# vetassess assessment



## Aplus (Jan 19, 2015)

hello everyone, i am new to this forum. 

I have a stupid question about vetassess assessment. I want to apply Architectural Draftsperson (ANZSCO Code 312111), I have many years work experience in this field but my degree is in IT.

When vetassess says "If the qualification is not in a highly relevant field, " does it mean a qualification in any field(like IT, or education?), or it means a degree in a relevant field just not highly relevant?

in my case, can I get a positive assessment from vetassess?

thank you in advance~~


----------



## Jeremy Hooper (Jul 10, 2014)

To be assessed as an Architectural Draftsperson you will need to have a qualification at least of the level of Diploma in Australia. If Vetassess say a highly relevant qualification it means something an appropriate qualification in a course that is highly relevant to architecture or construction engineering. It does not mean IT. 

If you have a degree in IT and at least two years of highly relevant work experience you could receive a positive skills assessment from Vetassess.

Note that Architectural Draftperson is on the CSOL and has to be sponsored by either an employer or State/Territory


----------



## Aplus (Jan 19, 2015)

Jeremy Hooper said:


> To be assessed as an Architectural Draftsperson you will need to have a qualification at least of the level of Diploma in Australia. If Vetassess say a highly relevant qualification it means something an appropriate qualification in a course that is highly relevant to architecture or construction engineering. It does not mean IT.
> 
> If you have a degree in IT and at least two years of highly relevant work experience you could receive a positive skills assessment from Vetassess.
> 
> Note that Architectural Draftperson is on the CSOL and has to be sponsored by either an employer or State/Territory


thank you very much Jeremy, my background is actually education NOT IT.

I also have a question on experience points, how vetassess calculate my work experience in this case, will they deduct my experience (I have 8 years experience).
IF vetassess reduce my work experience, can I still get 8 years experience points at department?

The vetassess website says they do not have the final say on the points, it is up to case officers. Although they will give an option on my work experience, I wonder how important is vetassess opinion for case officer, will case officer follow their opinion?

I have a friend who had a skill assessment from ACS, ACS deducted two years experience becuase he has an overseas qualification. But his case officer did not deduct that two years experience!!~~he is lucky.

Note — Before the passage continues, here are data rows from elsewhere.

PR #7590, opened 2018-08-27
openssl resources: Improve descriptions and fix provides for Chef 14.X

tas50:
Update the descriptions, add copyrights, add authors, make sure the cookbook wins until Chef 15 for the legacy openssl_x509 name.

### DIFF
--- a/lib/chef/resource/openssl_x509_certificate.rb
+++ b/lib/chef/resource/openssl_x509_certificate.rb
@@ -24,7 +24,7 @@ class Chef
 
       preview_resource true
       resource_name :openssl_x509_certificate
-      provides(:openssl_x509) { true } # legacy cookbook name. Cookbook will win. @todo Make this true in Chef 15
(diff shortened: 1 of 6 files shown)


lib/chef/resource/openssl_x509_certificate.rb
```diff
@@ -24,7 +26,7 @@ class OpensslX509Certificate < Chef::Resource
 
       preview_resource true
       resource_name :openssl_x509_certificate
-      provides(:openssl_x509) { true } # legacy cookbook name. Cookbook will win. @todo Make this true in Chef 15
+      provides(:openssl_x509) { false } # legacy cookbook name. Cookbook will win. @todo Make this true in Chef 15
```
lamont-granquist: that just globally disables this provides line entirely, probably not what you want.

lamont-granquist: think you want to be using noah's api here.

tas50: It's really just a reminder to get this fixed in Chef 15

thank you Jeremy, hope you can give me some ideas.


----------



## Jeremy Hooper (Jul 10, 2014)

So why did you say it was in IT when it was in Education? Was it just to waste our time?

No you wont deemed skilled until you have at least 2 years highly relevant work experience. If you have worked for 8 years as an Architectural Draft Person you will only be accredited with 6 years.


----------



## Aplus (Jan 19, 2015)

thank you Jeremy, so you mean my qualification does not need to relevant to nominated occupation at all, as long as I have enough highly relevant experience? 

the vetassess says "A positive assessment of both qualifications and employment is required for a positive Skills Assessment Outcome. " and some agents say my qualification in education cannot get a postive assessment for Architectural Draft occupation?

Do you know any sucessful cases that qualifcaition not relevant to nominated occupation at all but get postive results because highly relevant work experience?

thank you so much


----------



## Jeremy Hooper (Jul 10, 2014)

I suggest that you get onto the Vetassess website and find out for yourself. You will find that what I said was correct.


----------



## harry5654 (Nov 27, 2015)

Hi,

I want to apply for assessment under Marketing Specialist occupation of CSOL as I want to apply under 457 Temporary Skilled Worker Visa. 

I have finished MBA in January 2014
Working as Marketing Officer from November 2014 to until (12 months Post Qualification experience until today)

Am I illegible for VETASSESS assessment as Marketing Specialist?


Thanks


----------



## Jeremy Hooper (Jul 10, 2014)

Yes you probable are as the requirement is relevant degree and 12 months relevant work experience. To apply for a 457 you will need to be sponsored by an employer in Australia. Do you have a sponsor already?


----------



## harry5654 (Nov 27, 2015)

Jeremy Hooper said:


> Yes you probable are as the requirement is relevant degree and 12 months relevant work experience. To apply for a 457 you will need to be sponsored by an employer in Australia. Do you have a sponsor already?


Yes i have sponsor from employer , and post qualification employment means experience after MBA ?


----------



## Arjun005 (Nov 16, 2016)

*Vetassess rejection*

Hi All,

Could any one help me on below query?

I have cleared my graduation in B.A Mathematics (Honors) from top university in India and have 5 Actuarial papers ( studying for others) along with 5+ yrs of experience in Actuarial field till today.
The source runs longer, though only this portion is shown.